The rumours of the dollar’s death are much exaggerated – Martin Wolf

  1. Adam Sharp says

    “Right now, there is no alternative to the dollar.”

    Hey Edward, gotta disagree with you here. It may take a while to complete, but the dollar appears to be on its way out as reserve currency.

    A study of all hyperinflation incidents of the last 30 years shows that the tipping point occurs when a government’s deficits reach 40% of its expenditures. That’s the US’s projected deficit in 2009. Writeup here:


    1. Edward Harrison says

      It sounds more like you agree because you admit “it may take a while.” That is exactly my point.

      1. Anonymous says


        Thank you for this balanced post. Many salient points.

        As for the hyper-inflation argument, it is sad that Mar Faber, being as well read on economic and financial history, clearly hasn’t read or understood Bernholz’s book on hyper-inflation and the structural triggers the pre-date any such events (‘Monetary Regimes and Inflation: History, Economic and Political Relationships’).

        I really recommend it as a reading. Eventually it’s about credibility, but the steps required to be taken to the loss of credibility are what matter.

        USA is not there yet objectively speaking, although it is taking some calculated steps towards that direction and the markets are keenly watching.

        As for the money management firm newsletter that cherry-picked Bernholz’s analysis recently, well they clearly have not read the whole book nor studied the fiscal history of several nations.

    2. pebird says

      Certainly more than 30 years ago, but the US had a deficit that was 68% of spending in 1864, 73% of spending in 1865, 40% in 1935, 43% in 1936 and 50% in 1945. Of course, mostly depression and war years – but we are in two wars now and probably a depression. I don’t think there were hyperinflation periods in the US back then.

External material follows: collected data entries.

PR #138, opened 2024-06-28
Validation of values in proposal process

NYBACHOK:


gears/src/application/keepers/params.rs
```diff
@@ -16,6 +18,17 @@ pub trait ParamsKeeper<PSK: ParamsSubspaceKey> {
...
+    fn check_key<SL: AsRef<[u8]>>(key: SL) -> bool {
+        <Self::Param as ParamsSerialize>::keys()
+            .iter()
+            .map(|this| this.as_bytes())
+            .collect::<HashSet<_>>()
+            .contains(key.as_ref())
+    }
+
+    #[cfg(all(feature = "governance"))]
+    fn validate(key: impl AsRef<[u8]>, value: impl AsRef<[u8]>) -> bool;
```
dmvict, line 30: How it can resolve the type behind the bytes? Is it required?

NYBACHOK: Developer resolves

PR #139, opened 2024-06-29
Cli & Query for governance xmod

NYBACHOK:


gears/src/rest/pagination.rs
```diff
@@ -25,6 +25,23 @@ pub fn parse_pagination(pagination: Pagination) -> (u32, u8) {
...
+        core_types::query::request::PageRequest {
+            key: _,
+            offset,
+            limit,
+            count_total: _,
+            reverse: _,
+        }: core_types::query::request::PageRequest,
+    ) -> Self {
+        Self {
+            offset: Some(offset as u32),
```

      The countries we are talking about include Argentina, Brazil, Bolivia, Angola, Eastern European countries after communism fell. In 1983, inflation hit close to 200% in Israel (don’t know if that fits the definition of hyperinflation).

      There were a lot of reasons why those currencies inflated – I doubt it was due to budget deficits as a percentage of government spending, but it sounds good.

  2. Anonymous says

    Of course there is an alternative to the Dlr…It is called a basket of everything non-dollar (including gold and natural resources).
    The Nash equilibrium (it is in nobody’s interest the dollar goes down, so we we wont sell the dlr, except for the us) has been destabilized with the slow decline of the dlr. If this continues, first out (small asian central banks?), before a dlr crisis, is best off. This trading thinking, not academic/economist thinking.